▶ **TASK DIRECTIONS**: Go to the line that contains "refresh_token is present, return" and extract it along with every line after it, exactly, through the end of the data below.

▶ **DATA FOR PROCESSING**:
PR #290, opened 2026-06-14
Persist OAuth expires_at to enable proactive token refresh (#273)

### LINKED ISSUE #273: mcp-remote does not store expires_at, causing silent token expiry and broken re-auth via Claude Desktop
## Summary

When mcp-remote receives an OAuth token response containing `expires_in`, it stores the tokens but never computes or persists `expires_at`. This means it cannot proactively refresh the access token before expiry. Combined with how Claude Desktop manages the mcp-remote process, this produces a very poor re-auth experience.

## Token cache behaviour

After a successful auth flow, `~/.mcp-auth/mcp-remote-*/..._tokens.json` contains:

```json
{
  "access_token": "...",
  "refresh_token": "...",
  "expires_in": 3599,
  "expires_at": null
}
```

`expires_in` is present (returned by the server) but `expires_at` is never computed (`now + expires_in`), so mcp-remote has no way to know when the access token will expire and cannot schedule a proactive refresh.

## Failure mode when used via Claude Desktop

1. User authenticates successfully — works fine
2. Access token expires (e.g. after 1 hour)
3. mcp-remote, unable to detect expiry, continues sending the expired token until it gets a 401
4. On 401, instead of attempting a `refresh_token` grant, it starts a new browser auth flow
5. **Claude Desktop spawns mcp-remote as a background process with a short connection timeout.** mcp-remote opens a browser for the OAuth flow, but Claude Desktop kills and restarts the process before the user can complete it
6. Result: repeated browser windows opened (we saw 5 in one session), none completing, MCP server permanently inaccessible until the user manually runs `npx mcp-remote <url>` from a terminal

## Expected behaviour

`expires_at` should be computed as `Date.now() + (expires_in * 1000)` at token storage time. mcp-remote should then use it to refresh the access token proactively (e.g. 60s before expiry) via the `refresh_token` grant, without requiring user interaction.

## Environment

- mcp-remote: 0.1.38
- OAuth server: Keycloak (but reproduced with any server returning `expires_in`)
- Client: Claude Desktop (macOS)
- Auth method: PKCE + authorization_code flow with cached client registration

NikolozR:
Fixes #273.

## Problem
The OAuth token response only includes the relative `expires_in`, which was
stored as-is and never converted to an absolute time. mcp-remote had no way to
know when the access token expired — it kept sending the stale token, the
server returned 401, and the SDK fell back to a full browser OAuth flow instead
of using the refresh_token. Clients like Claude Desktop kill the process before
that flow completes, leaving auth broken and the tokens file missing/incomplete.

## Fix
- Compute and persist `expires_at = Date.now() + expires_in * 1000` on save.
- On read, detect imminent expiry (~60s early). If expired/expiring and a
  refresh_token is present, return an empty `access_token` so the SDK auth flow
  refreshes instead of reusing the stale token.

Because the SDK's `OAuthTokensSchema` uses `.strip()` (which drops unknown keys
on read), tokens are parsed/serialized through a locally-extended schema adding
`expires_at: z.coerce.number().optional()`. Open to pushing the field upstream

▶ **TASK ANSWER**:
  refresh_token is present, return an empty `access_token` so the SDK auth flow
  refreshes instead of reusing the stale token.

Because the SDK's `OAuthTokensSchema` uses `.strip()` (which drops unknown keys
on read), tokens are parsed/serialized through a locally-extended schema adding
`expires_at: z.coerce.number().optional()`. Open to pushing the field upstream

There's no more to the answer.